I think there is a lot of hyperbole here. People throw out the names of major cities that have huge industrial centers, transportation centers, and high end residential centers. You cannot duplicate that here - go look at the baylands - you do not even have a workable harbor. And we are now crabbing over how to manage waste. We have reached the finite breaking point of sustainability. Our roads cannot handle the traffic at commute time. It is not going to happen here - we are locked in by the bay and mountains.
For all of you people thirsting for the big city then go there - SF, LA, even San Jose is struggling. Guess what - the next "Technology Center" is in LA at the beach - Venice area. Now there you can have it all - and lots of housing. So get going - you can wallow in housing and work. And there ae a lot of old people here - so deal with it. You will be old before you know it.


Jo Amm
Embarcadero Oaks/Leland
on Dec 13, 2014 at 11:43 am
Jo Amm, Embarcadero Oaks/Leland
on Dec 13, 2014 at 11:43 am

Amusing, for the last time, I said that increasing the housing supply will NOT REDUCE housing prices when you INCREASE the population of prospective buyers/renters MORE than the available supply.

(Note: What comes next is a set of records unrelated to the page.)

PR #393, opened 2025-09-03
Log when dropping transaction

jaggederest:


pgdog/src/backend/pool/connection/mirror/handler.rs
```diff
@@ -96,7 +96,7 @@ impl MirrorHandler {
     /// Flush buffered requests to mirror.
     pub fn flush(&mut self) -> bool {
         if self.state == MirrorHandlerState::Dropping {
-            debug!("mirror transaction dropped");
+            warn!("mirror transaction dropped");
```
levkk: This is dropping when exposure is < 1.0. They are asking to know when it's dropped because the queue is full. They are using it for replication so their exposure is 1.0.

levkk (approved):
LGTM!

PR #403, opened 2025-09-03
Admin interface: Add mirror stats and mirror stats per cluster

jaggederest:


pgdog/src/admin/show_mirrors.rs
```diff
@@ -0,0 +1,127 @@
...
+            Field::numeric("dropped_count"),
+            Field::numeric("error_count"),
+        ];
+
+        let mut messages = vec![RowDescription::new(&fields).message()?];
+
+        // Iterate through all clusters and create a row for each
+        for (user, cluster) in databases().all() {
+            let stats = cluster.stats();
+            let stats = stats.lock();
```
levkk, line 35: Nit: drop the lock before building the message.

levkk (approved):
LGTM!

Obviously there are other factors that push PA prices even higher but not so high as Woodside, Atherton, Los Altos Hills, etc.


Justin
Mountain View
on Dec 13, 2014 at 11:47 am
Justin, Mountain View
on Dec 13, 2014 at 11:47 am

@Mr.Recycle
Adding excess free parking causes more traffic. Web Link

@resident1
"For all of you people thirsting for the big city then go there - SF, LA, even San Jose is struggling."
This is exactly what the problem is. You really think that SF and San Jose residents want any more traffic either? No, they want to block development just as much as you do.


not so amusing
College Terrace
on Dec 13, 2014 at 12:14 pm
not so amusing, College Terrace
on Dec 13, 2014 at 12:14 pm

I have to say, after watching this back and forth, Mauricio and Jo Ann could well be Palo Alto Forward plants designed to make Residentialists appear to be unhinged, Grandpa Simpson types. Don't let Palo Alto Forward people look like the reasonable ones, please! You're playing into their hands!


Niel
Old Palo Alto
on Dec 13, 2014 at 12:34 pm
Niel, Old Palo Alto
on Dec 13, 2014 at 12:34 pm

Jo Ann, if you feel that is the root of the problem, please go on about how you propose, or how you would like your representatives, to prevent an increase in prospective buyers or renters?


Jo Ann
Embarcadero Oaks/Leland
on Dec 13, 2014 at 12:45 pm
Jo Ann, Embarcadero Oaks/Leland
on Dec 13, 2014 at 12:45 pm

Just for starters, how about we stop approving under-parked office buildings here in PA and start fighting the ABAG regional requirements that the Bay Area add something like 2 million more people to an already densely populated area when there's no place to put them and when the roads are already gridlocked?


journalistic integrity
Another Palo Alto neighborhood
on Dec 13, 2014 at 12:46 pm
journalistic integrity, Another Palo Alto neighborhood
on Dec 13, 2014 at 12:46 pm

@Steve Raney,
I am a fan of decreasing real estate costs and world peace, too. I'm not a fan of using a specious argument about reducing costs to zone-bust a town where the existing residents mostly don't want it, and where the zone-busting will in most cases have the exact opposite effect of the claims to justify it.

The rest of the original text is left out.